My name is Vanessa Baker and I am speaking today as a concerned educator who taught in brick-and-mortar schools for many years and now specializes in online learning. It is as an online educator that I am extremely concerned about today’s vote to allocate $10 million for virtual classes and adaptive learning systems and $9.5 million for cloud-based content delivery, which will also extract students’ private data. Online learning can never replace what a classroom provides, such peer-to-peer interaction, a caring, human instructional leader (instead of corporate software) and dynamic classroom discussions, but that is just what this decision would prioritize.

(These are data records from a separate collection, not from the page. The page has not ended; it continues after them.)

PR #609, opened 2017-01-31
Filtering improvements

mario:
This improves filtering:

- add rotation support
- improves performance in case of many files (results limited to 100)
- no more duplicates
- add a few usability improvements (like hiding FAB & footer when searching)

PR #661, opened 2017-02-15
New filtering magic

mario:
This is basically a rewrite of the original PR #609 - unfortunately, I got too tangled into the other one and couldn't figure out what's happening where, so decided to start from scratch. This is the result.

Same functionality, just simpler and working nicer.

Gotta do one more thing on this PR, but that's gonna be done in an hour or so.


mario:
Ready, closing the other one. Thanks @AndyScherzinger and @tobiasKaminsky in advance!

mario:
@jancborchardt was just being silly I'm sure :P Since all the icons in the empty views are light blue,  I believe the search icon in the search empty view should also be light blue and not grey! :)

jancborchardt:
@mario as I said in the other issue: only folders are blue. The normal icons are grey in the empty view. Favorites are yellow. As in the web interface.

mario:
OK @jancborchardt. @AndyScherzinger, please update the branch with grey icons instead of blue - thanks! :)

jancborchardt:
Things are not just arbitrarily colored. And the search icon is only white or black (for light themes) or grey (in emptycontent views). ;)

jancborchardt:
@mario am busy at a trade fair atm – the icon is in https://github.com/nextcloud/server/blob/master/core/img/actions/search.svg :)

tobiasKaminsky:
BUG: filtering in a subfolder

content of a subfolder
screenshot_1487180692

filtering for 123 is showing folders many times and wrong file?:
screenshot_1487180700

clicking x leads to another folder
screenshot_1487180707

tobiasKaminsky:
Rejected
(mainly writing this to test the new pullaprove setting)

mario:
@tobiasKaminsky I will check all the bugs but your concern about the wrong file is wrong - the file indeed contains "123" in its filename.

I also don't understand the "X" thing? How to reproduce?

tobiasKaminsky:
Is was filtering in folder "11" (first screenshot) there is no IMG_20160401_123...
X is closing filter input query on UI.

mario:
@tobiasKaminsky this is ready for re-review.

mario:
@AndyScherzinger @tobiasKaminsky can either of you replace the icon with a gray one, and the referencing line of code for me please? :)))

I would appreciate it very much! :)

Otherwise I think you should hurry up with reviews:P

tobiasKaminsky:
BUG:

I have this folder structure:
filtering in 11, with this content:
 - 123 (folder)
   - IMG_20160925_105934.jpg
   - IMG_20160925_124718.jpg
 - 1.jpg
 - IMG_6507.jpg

filtering for "1" results in
- 11 (it finds the current folder as result)
- 123 👍 
- 1.jpg 👍 
- IMG_20160925_105934.jpg 👎 (as it is in a subfolder)
- IMG_20160925_124718.jpg 👎 (as it is in a subfolder)

initial:
screenshot_1487346436

filtering for "1"
screenshot_1487346443

tobiasKaminsky:
BUG:

Search for something that does not exist, should be "no results found".
screenshot_1487346592

tobiasKaminsky:
I currently suspend the testing as there seems to be still major problems, maybe depending on the rewrite?
Please test it for yourself extensively. At least the bugs I have here and in #609 should be solved before me or @AndyScherzinger should check again.

mario:
So I tested this before I asked you to review and it worked ... what in the world happened...

mario:
Dunno where are my commits o.O But I've made new ones that work.

tobiasKaminsky:
BUG: Same folder as above, filtering again for "1" leads now to 
screenshot_1487361311

but it should also show the folder "123".

tobiasKaminsky:
Just an idea, do we want to name it "filter" instead of search? in dolphin (KDE file manager) there is also a distinction between search and filter.
When we add real search, it should renamed to search, obviously.

tobiasKaminsky:
When I entered a filter query and I click on the "left arrow" the file list is moved to the parent folder, which is the normal behaviour of the "left arrow". But while I am in "filter mode" either the "left arrow" should be invisible (preferred) or act as removing the filter string (like the x button on the left).
Currently it is very non-intuitive.

mario:
Ah so it's missing the folder - will investigate.

I wouldn't do any renames, but I'll look into the back arrow thing.

tobiasKaminsky:
> I wouldn't do any renames

Just saying "no" in a discussion, instead of explaining why, is not very productive, especially when there are reasons for the other opinion.

mario:
1.5 will feature real "search" as you call it, and will technically be a combination of "filtering" and "search", yet will be called "search" because that's what user is more familiar with.

I think we should avoid changing something that we'll change in 1.5 anyway.

tobiasKaminsky:
Good point, just thought a user maybe expects a real (deep) search.
But then leave it the way 👍

mario:
@tobiasKaminsky so I thought about your back arrow thing, and here are my conclusions:

- we have X for clearing the query
- therefore, I didn't want to have two ways to do one action
- so, the back button and the home button now just close the search (and therefore clear the query as well)
- that leaves you in the current folder

Also, the lack of folders in filtering results is now fixed. (as soon as I push)

AndyScherzinger:
> @AndyScherzinger @tobiasKaminsky can either of you replace the icon with a gray one, and the referencing line of code for me please? :)))

DONE! :)

mario:
@AndyScherzinger thank you, now test and approve :P Same for two other PRs targeting 1.4.2 :P

AndyScherzinger:
device-2017-02-18-153936

* Is it on purpose that the search shows the hamburger menu in the root folder
* why is the overflow menu again gone?

mario:
@AndyScherzinger 
a) didn't really think about it, I can make it a back arrow. Thoughts?
b) that's intended - no switching between views when you search. Overflow menu appears once you long click on one of the files.

tobiasKaminsky:
> Overflow menu appears once you long click on one of the files.

I guess @AndyScherzinger means not the overflow menu of a file, but the overflow menu for the folder view. But, as we discussed, this is, intended.

tobiasKaminsky:
"Bug"/ENHANCEMENT:
If I filter something, then open one item of the filtered list (e.g. show details, or view an image) and then go back the folder list is not filtered any longer.
If this is too much work @mario then I create a new issue for this and we add it in the next version.

src/com/owncloud/android/ui/activity/FileDisplayActivity.java
```diff
@@ -369,7 +376,7 @@ protected void onAccountSet(boolean stateWasRecovered) {
             if (!stateWasRecovered) {
                 Log_OC.d(TAG, "Initializing Fragments in onAccountChanged..");
                 initFragmentsWithFile();
-                if (file.isFolder()) {
+                if (file.isFolder() && TextUtils.isEmpty(searchQuery)) {
```
tobiasKaminsky: To distinguish the, later implemented, search from the current filter, all search related things (currently only the UI) should be called "search", but all other should be named "filter".

src/com/owncloud/android/ui/adapter/FileListListAdapter.java
```diff
@@ -443,47 +454,79 @@ public void setSortOrder(Integer order, boolean ascending) {
...
+
+        @Override
+        protected FilterResults performFiltering(CharSequence constraint) {
+            FilterResults results = new FilterResults();
+            Vector<OCFile> ocFileVector = new Vector<>();
+
+            if (!TextUtils.isEmpty(constraint)) {
+                for (int i = 0; i < mFilesAll.size(); i++) {
+                    OCFile currentFile = mFilesAll.get(i);
+                    if (currentFile.getRemotePath().replace(currentFile.getFileName(), "").equals(currentDirectory.getRemotePath()) &&
```
tobiasKaminsky: max 120 line length

src/com/owncloud/android/ui/adapter/FileListListAdapter.java
```diff
@@ -443,47 +454,79 @@ public void setSortOrder(Integer order, boolean ascending) {
...
+        }
+        return mFilesFilter;
+    }
+
+    private class FilesFilter extends Filter {
+
+        @Override
+        protected FilterResults performFiltering(CharSequence constraint) {
+            FilterResults results = new FilterResults();
+            Vector<OCFile> ocFileVector = new Vector<>();
```
tobiasKaminsky: maybe "filteredFiles"?

src/com/owncloud/android/ui/fragment/ExtendedListFragment.java
```diff
@@ -151,21 +161,111 @@ public boolean isGridEnabled(){
...
+
+
+        LinearLayout searchBar = (LinearLayout) searchView.findViewById(R.id.search_bar);
+        searchBar.setLayoutTransition(new LayoutTransition());
     }
 
-    public boolean onQueryTextChange(String query) {
-        mAdapter.filter(query);
+    public boolean onQueryTextChange(final String query) {
+        performSearch(query, false);
```
tobiasKaminsky: performFilter to distinguish. Also later we will first do a filtering first, and then a real search via search api.

src/com/owncloud/android/ui/fragment/ExtendedListFragment.java
```diff
@@ -415,15 +523,17 @@ public void setMessageForEmptyList(@StringRes int headline, @StringRes int messa
...
-     * Set message for empty list view.
-     */
-    public void setEmptyListMessage() {
-        setMessageForEmptyList(
-                R.string.file_list_empty_headline,
-                R.string.file_list_empty,
-                R.drawable.ic_list_empty_folder
-        );
+    public void setEmptyListMessage(boolean isSearch) {
+        if (!isSearch) {
```
tobiasKaminsky: Please change the if else content for better readability. 
It is easier if the test is not negate: if (isSearch) { }

src/com/owncloud/android/ui/interfaces/ExtendedListFragmentInterface.java
```diff
@@ -0,0 +1,28 @@
+/**
+ * Nextcloud Android client application
+ *
+ * @author Mario Danic
+ * Copyright (C) 2017 Mario Danic
```
tobiasKaminsky: additional Nextcloud GmbH?

tobiasKaminsky:
@mario CR is done. If the bugs are vanished, I will test again. :+

src/com/owncloud/android/ui/activity/FileDisplayActivity.java
mario: Search will be a combination of local filtering + API call for search. Technically, it's still search. Even filtering is searching. The view where you enter query is called SearchView, so the query should be called searchQuery :)

src/com/owncloud/android/ui/fragment/ExtendedListFragment.java
mario: See my previous comment. It will be *one* call for the app.

mario:
@tobiasKaminsky commented. As for your request - once you do filtering/search the search view is closed and search query null-ified for a reason - you've found what you wanted. This has been discussed with @jancborchardt.

tobiasKaminsky:
> once you do filtering/search the search view is closed and search query null-ified for a reason - you've found what you wanted. This has been discussed with @jancborchardt.

I have found what I wanted? Well, then it is strange at least for me. Real scenario I had today: I have a folder with lots of funny images and I wanted to show a gif to some people. So I filtered for "gif" and as there are several nearly identical, I opened one (out of 5) and looked at it. Of course it was the wrong one ;-) So to select one of the remaining 4 gifs, I had to filter again...

mario:
My commits seem to disappear recently. Pushed now, and updated formatting and variable names.

There's another bug with the back arrow that I'm working on (cc @AndyScherzinger), so will be ready tomorrow or something.

mario:
Should be all fine now. I'm open to opinions about keeping the filter open cc @AndyScherzinger

AndyScherzinger:
>    Overflow menu appears once you long click on one of the files.

> I guess @AndyScherzinger means not the overflow menu of a file, but the overflow menu for the folder view. But, as we discussed, this is, intended.

@mario @tobiasKaminsky what is intended? To not show the menu or the folder during filter? So no "switch to grid view" or "change sorting" while filtering? Both seem helpful to me e.g. when searching for images you might want to sort differently or switch to grid view.

mario:
@AndyScherzinger @tobiasKaminsky menu entry is back. :) Be happy :P

AndyScherzinger:
@mario not happy ;) You just need to fix the layout file, like we did in #609 ... https://github.com/nextcloud/android/pull/609/commits/5006e310b0a005120a2966a1204f6eb23543ba91 (!)

mario:
@AndyScherzinger no, that "fix" is flawed aka doesn't work. (it fixes the layout, but breaks restoring search state, etc etc)

AndyScherzinger:
Oh, didn't know that! Thanks for the mention :)

ekeitho:
FileListListAdapter::swapDirectory will hit an outOfMemoryException since if I click search, write something, hit back. Repeat this, swapDirectory keeps getting called and mFilesAll keeps appending the original list of items and is never cleared.

So currently I have only 5 files and doing this 17 times, I now have 85 items in mFilesAll.

screen shot 2017-02-19 at 6 25 09 pm

mario:
Thanks @ekeitho - same problem exists in master, but since this PR targets 1.4.2 anyway, I have merged it in! :)

ekeitho:
No problem @mario glad to help! :)

tobiasKaminsky:
Is this intended to have the current folder beside the search query? At least it is something new...?

screenshot_1487620092

tobiasKaminsky:
screenshot_1487620925

mario:
@tobiasKaminsky should be fixed.

tobiasKaminsky:
screenshot_1487621415

tobiasKaminsky:
👍

AndyScherzinger:
Not sure if these are considered bugs (fab is shown, folder name is shown and search string is kind of in the center and also if you pull-to refresh it will remove your filtering after the refresh is done). All tested on an Nexus5X Emulator:
device-2017-02-20-224827

AndyScherzinger:
👍 since all above mentioned things are intended 😸

tobiasKaminsky:
👍  again

mario:
@AndyScherzinger you just need to approve once again :)

AndyScherzinger:
👍 merge?

jancborchardt:
Sorry, just reading through backlog of issues …

> once you do filtering/search the search view is closed and search query null-ified for a reason - you've found what you wanted. This has been discussed with @jancborchardt.

@mario hm … don’t fully remember discussing this. I tend to agree with Tobias here that when you go back from viewing a file then the state should be the same, filtered. Otherwise it’s confusing because the view you are going back to is not the same.


(And just a sidenote:)

> Otherwise I think you should hurry up with reviews:P

Keep in mind basically everyone is working on this in their spare time. Even though you might have meant it jokingly, let’s keep it chill ok? :)

mario:
You're the one who brought this up. But I'll "fix" this in a PR later today.

jancborchardt:
@mario then sorry for confusing it. :( That’s why it’s important to test and reevaluate what we thought was good in the design phase. :)

tobiasKaminsky:
@mario as I was the last few days working on my flat, do you have fixed what @jancborchardt has mentioned? Otherwise I can open an issue just for tracking)

mario:
@tobiasKaminsky no, Andy agreed it's fine to leave this for 1.5 as it would create a lot of additional work if I did it now (due to two other PRs that touch search).

mario:
There's an issue for that, I've opened it.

This $19.5 million is an astronomical sum of money in our underfunded district, and it cannot be spent on a form of learning that is at best supplemental, instead of basics such as libraries, arts, smaller classroom sizes, newer textbooks, reading specialists, foreign language instruction and athletics, all of which lack sufficient funding. Alison McDowell, who writes the Wrench in the Gears blog, gathered feedback from parents and teachers, who spoke to the need for human interaction in learning as well as the lack of funding for extracurriculars that make students excited about school. In one of her videos, Ismael Jimenez, a PSD teacher, noted that students don’t retain information as well through online learning.
Another critical issue with this proposed allocation of funds is the data extraction that online learning entails. Data is “the new oil,” according to Google alum Eric Schmidt, and Philadelphia is currently a hub for the data mining business. Wharton School, Drexel, Temple, Impact PHL, Comcast, the Mayor’s Office of Education and the Chamber of Commerce are all working on new ways to earn money by selling student data to private corporations.
On January 29, the Mayor’s Office of Education met with Chamber of Commerce affiliates such as Comcast in a closed-door meeting to discuss the future of private business in education. Parents, students and teachers were not invited. This was not Comcast’s only recent closed-door meeting about education. On February 7, Comcast sent a busload of impact investors to Feltonville School of Arts and Sciences, where they met with Superintendent Hite, Mayor Kenney and David Cohen. No parents, teachers or students were seen entering the building before the meeting. The meeting promised to explore, “a new incursion of data from software, from the intersection of technology with redesigning the physical environment, and more.
This event helps you make sense where it is all going.” Parents, teachers, students and community members deserve to know more about where this is all going before we spend nearly $20 million to head in that direction.